The new film from the modern master Abbas Kiarostami, surely not just a great modern director but a great director, full stop.
This is his first film outside Iran, and for this he has dived into the European intellectual scene. We have the long discourses of some Godard, Rohmer (more on that later) and various French and Italian traditions. This is a very European film, but made through the Iranian's viewpoint gives it so much more interest than a homage.
First, the acting. Binoche is terrific, the woman on the edge of the verge. Is she selfish? Her relation to sensuality is also fascinating. Both characters have obvious contradictions and weaknesses, yet we do indeed come to understand them, and even to like Binoche. A fine performance. Shimmell is stagey, which we shall charitably put down as deliberate rather than amateurish acting. The kind of pompous, slightly stilted and fake delivery of lines in fact works rather well. What may be ignored is that this piece is rather funny, and criticisms from a realist about the 'untrue' or 'fake' interactions, 'that people don't really act like that', misses the point. This is an exploration of a kind of reality, not of a classic realist one.
The plot is one of the most interesting discussions of relationships since, well, Eric Rohmer (rather more complex and colder, but not dissimilar, to Linlater's Before Sunrise/Sunset). We have the ideas of little compromises, of if memory matters, and of a huge amount more. It takes some digesting, the threads thrown out and weaved in. Ultimately, we have people not willing to follow there own thoughts to their limits, but wishing for the right thing. What is this?
Visually, it may seem a little dissapointing. Kiarostami, after the first shot, does not go in so much for the simple balance that made, say, 'The Wind Will Carry Us' so incredible. Perhaps he couldn't find this in the complex and neurotic Europe. But it turns out that this film is not so much visually neglected as developed. As always it is simple takes, quite close in this time. Perhaps as it is a character piece. The Ozu influences are still there, obviously in the near direct homage of the staroght to camera conversation and the slight side on takes. The classic Kiarostami tactic (not quite so well developed in this movie, due to its attempt to focus on two characters rather than one) of sticking on a face when being spoken to rather than speaking is fitfully present. We love this, and in this piece the balance struck again reminded us of Eric Rohmer. It is relationships in reactions, surely a much underplayed fulcrum.
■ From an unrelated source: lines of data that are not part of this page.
PR #6421, opened 2018-04-03
Deltasync: Add growth/shrink unittest for downloads

ckamm:
Similar to the one for uploads, to test these corner cases more.

@ahmedammar

### DIFF
--- a/test/testzsync.cpp
+++ b/test/testzsync.cpp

Also Kiarostami plays with depth, visually, more than before, some wonderful and powerful reactions gained and suggested through the use of mirrors, and of persepctive from doorways. His failure to use deep focus in these scenes perhaps requires a good think to uncover the reasons.
There are a couple more things to mention visually, the car scene not just being a Kiarostami return but given a kind of transcendental quality with the reflecting lights, as though they have come to enter another world, hyperspace. Also, the final scenes are magnificent, Binoche going Renaissance on us, the lighting being used to give and take emphasis.
This film is certainly odd in its story, the lack of realsim and stilted delivery occsaionally meaning we wonder how seriously to take the piece, but overall we enjoyed it very much. Fascinating on relationships, always interesting visually, Kiarostami has not made the greatest work he has made, but he has made a film that rises about 95% of the rest of cinema.